── Exercise data ──

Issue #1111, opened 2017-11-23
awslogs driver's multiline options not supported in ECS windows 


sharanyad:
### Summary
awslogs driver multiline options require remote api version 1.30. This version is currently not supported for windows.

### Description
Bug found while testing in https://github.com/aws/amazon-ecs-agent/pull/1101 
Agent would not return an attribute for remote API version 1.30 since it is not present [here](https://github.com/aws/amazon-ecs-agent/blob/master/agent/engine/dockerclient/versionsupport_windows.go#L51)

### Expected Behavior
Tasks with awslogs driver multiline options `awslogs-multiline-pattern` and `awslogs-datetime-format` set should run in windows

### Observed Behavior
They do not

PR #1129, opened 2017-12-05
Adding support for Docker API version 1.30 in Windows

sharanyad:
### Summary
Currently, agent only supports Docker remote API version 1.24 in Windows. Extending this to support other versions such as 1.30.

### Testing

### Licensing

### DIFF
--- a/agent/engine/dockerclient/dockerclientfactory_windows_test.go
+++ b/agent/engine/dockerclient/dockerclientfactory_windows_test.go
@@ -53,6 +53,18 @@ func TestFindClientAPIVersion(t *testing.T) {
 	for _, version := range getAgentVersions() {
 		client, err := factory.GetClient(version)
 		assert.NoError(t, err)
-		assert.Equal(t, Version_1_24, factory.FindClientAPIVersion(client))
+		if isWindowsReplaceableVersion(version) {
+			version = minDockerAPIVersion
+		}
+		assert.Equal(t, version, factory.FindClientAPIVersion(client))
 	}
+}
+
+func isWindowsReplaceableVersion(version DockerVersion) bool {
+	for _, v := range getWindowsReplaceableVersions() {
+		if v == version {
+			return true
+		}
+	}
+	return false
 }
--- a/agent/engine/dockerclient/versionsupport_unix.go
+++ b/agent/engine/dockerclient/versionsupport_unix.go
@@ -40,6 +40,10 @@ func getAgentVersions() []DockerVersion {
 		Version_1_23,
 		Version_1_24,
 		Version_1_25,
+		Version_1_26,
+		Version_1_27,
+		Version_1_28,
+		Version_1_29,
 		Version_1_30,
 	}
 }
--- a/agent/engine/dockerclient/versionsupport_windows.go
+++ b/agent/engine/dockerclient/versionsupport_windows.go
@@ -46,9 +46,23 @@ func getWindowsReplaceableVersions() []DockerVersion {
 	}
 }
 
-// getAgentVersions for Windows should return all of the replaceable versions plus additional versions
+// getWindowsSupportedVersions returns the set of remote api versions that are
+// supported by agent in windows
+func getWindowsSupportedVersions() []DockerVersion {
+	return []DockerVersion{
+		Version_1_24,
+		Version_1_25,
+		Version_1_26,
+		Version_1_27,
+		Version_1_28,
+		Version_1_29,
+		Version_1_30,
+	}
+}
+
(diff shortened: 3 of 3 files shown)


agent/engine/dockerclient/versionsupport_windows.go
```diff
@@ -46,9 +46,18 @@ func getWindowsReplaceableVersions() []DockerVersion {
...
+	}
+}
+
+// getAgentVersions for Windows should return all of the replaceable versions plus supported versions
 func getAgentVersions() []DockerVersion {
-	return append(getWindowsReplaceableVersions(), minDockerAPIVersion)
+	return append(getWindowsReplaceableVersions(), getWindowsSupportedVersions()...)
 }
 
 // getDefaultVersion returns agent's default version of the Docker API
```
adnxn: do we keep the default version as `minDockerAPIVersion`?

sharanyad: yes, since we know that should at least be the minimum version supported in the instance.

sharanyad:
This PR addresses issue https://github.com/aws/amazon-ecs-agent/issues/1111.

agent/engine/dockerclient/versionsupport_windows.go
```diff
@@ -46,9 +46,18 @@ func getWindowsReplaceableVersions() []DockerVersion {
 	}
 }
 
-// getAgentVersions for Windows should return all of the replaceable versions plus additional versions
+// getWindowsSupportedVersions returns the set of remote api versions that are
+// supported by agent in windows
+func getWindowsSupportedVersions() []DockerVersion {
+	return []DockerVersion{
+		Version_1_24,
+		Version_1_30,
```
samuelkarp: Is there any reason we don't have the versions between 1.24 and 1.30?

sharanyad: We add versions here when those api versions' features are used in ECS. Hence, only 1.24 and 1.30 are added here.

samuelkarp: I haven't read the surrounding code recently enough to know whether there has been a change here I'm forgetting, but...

───

# Task statement
An exact transcript of all the records is the expected result.

# Written response
Issue #1111, opened 2017-11-23
awslogs driver's multiline options not supported in ECS windows 


sharanyad:
### Summary
awslogs driver multiline options require remote api version 1.30. This version is currently not supported for windows.

### Description
Bug found while testing in https://github.com/aws/amazon-ecs-agent/pull/1101 
Agent would not return an attribute for remote API version 1.30 since it is not present [here](https://github.com/aws/amazon-ecs-agent/blob/master/agent/engine/dockerclient/versionsupport_windows.go#L51)

### Expected Behavior
Tasks with awslogs driver multiline options `awslogs-multiline-pattern` and `awslogs-datetime-format` set should run in windows

### Observed Behavior
They do not

PR #1129, opened 2017-12-05
Adding support for Docker API version 1.30 in Windows

sharanyad:
### Summary
Currently, agent only supports Docker remote API version 1.24 in Windows. Extending this to support other versions such as 1.30.

### Testing

### Licensing

### DIFF
--- a/agent/engine/dockerclient/dockerclientfactory_windows_test.go
+++ b/agent/engine/dockerclient/dockerclientfactory_windows_test.go
@@ -53,6 +53,18 @@ func TestFindClientAPIVersion(t *testing.T) {
 	for _, version := range getAgentVersions() {
 		client, err := factory.GetClient(version)
 		assert.NoError(t, err)
-		assert.Equal(t, Version_1_24, factory.FindClientAPIVersion(client))
+		if isWindowsReplaceableVersion(version) {
+			version = minDockerAPIVersion
+		}
+		assert.Equal(t, version, factory.FindClientAPIVersion(client))
 	}
+}
+
+func isWindowsReplaceableVersion(version DockerVersion) bool {
+	for _, v := range getWindowsReplaceableVersions() {
+		if v == version {
+			return true
+		}
+	}
+	return false
 }
--- a/agent/engine/dockerclient/versionsupport_unix.go
+++ b/agent/engine/dockerclient/versionsupport_unix.go
@@ -40,6 +40,10 @@ func getAgentVersions() []DockerVersion {
 		Version_1_23,
 		Version_1_24,
 		Version_1_25,
+		Version_1_26,
+		Version_1_27,
+		Version_1_28,
+		Version_1_29,
 		Version_1_30,
 	}
 }
--- a/agent/engine/dockerclient/versionsupport_windows.go
+++ b/agent/engine/dockerclient/versionsupport_windows.go
@@ -46,9 +46,23 @@ func getWindowsReplaceableVersions() []DockerVersion {
 	}
 }
 
-// getAgentVersions for Windows should return all of the replaceable versions plus additional versions
+// getWindowsSupportedVersions returns the set of remote api versions that are
+// supported by agent in windows
+func getWindowsSupportedVersions() []DockerVersion {
+	return []DockerVersion{
+		Version_1_24,
+		Version_1_25,
+		Version_1_26,
+		Version_1_27,
+		Version_1_28,
+		Version_1_29,
+		Version_1_30,
+	}
+}
+
(diff shortened: 3 of 3 files shown)


agent/engine/dockerclient/versionsupport_windows.go
```diff
@@ -46,9 +46,18 @@ func getWindowsReplaceableVersions() []DockerVersion {
...
+	}
+}
+
+// getAgentVersions for Windows should return all of the replaceable versions plus supported versions
 func getAgentVersions() []DockerVersion {
-	return append(getWindowsReplaceableVersions(), minDockerAPIVersion)
+	return append(getWindowsReplaceableVersions(), getWindowsSupportedVersions()...)
 }
 
 // getDefaultVersion returns agent's default version of the Docker API
```
adnxn: do we keep the default version as `minDockerAPIVersion`?

sharanyad: yes, since we know that should at least be the minimum version supported in the instance.

sharanyad:
This PR addresses issue https://github.com/aws/amazon-ecs-agent/issues/1111.

agent/engine/dockerclient/versionsupport_windows.go
```diff
@@ -46,9 +46,18 @@ func getWindowsReplaceableVersions() []DockerVersion {
 	}
 }
 
-// getAgentVersions for Windows should return all of the replaceable versions plus additional versions
+// getWindowsSupportedVersions returns the set of remote api versions that are
+// supported by agent in windows
+func getWindowsSupportedVersions() []DockerVersion {
+	return []DockerVersion{
+		Version_1_24,
+		Version_1_30,
```
samuelkarp: Is there any reason we don't have the versions between 1.24 and 1.30?

sharanyad: We add versions here when those api versions' features are used in ECS. Hence, only 1.24 and 1.30 are added here.

samuelkarp: I haven't read the surrounding code recently enough to know whether there has been a change here I'm forgetting, but...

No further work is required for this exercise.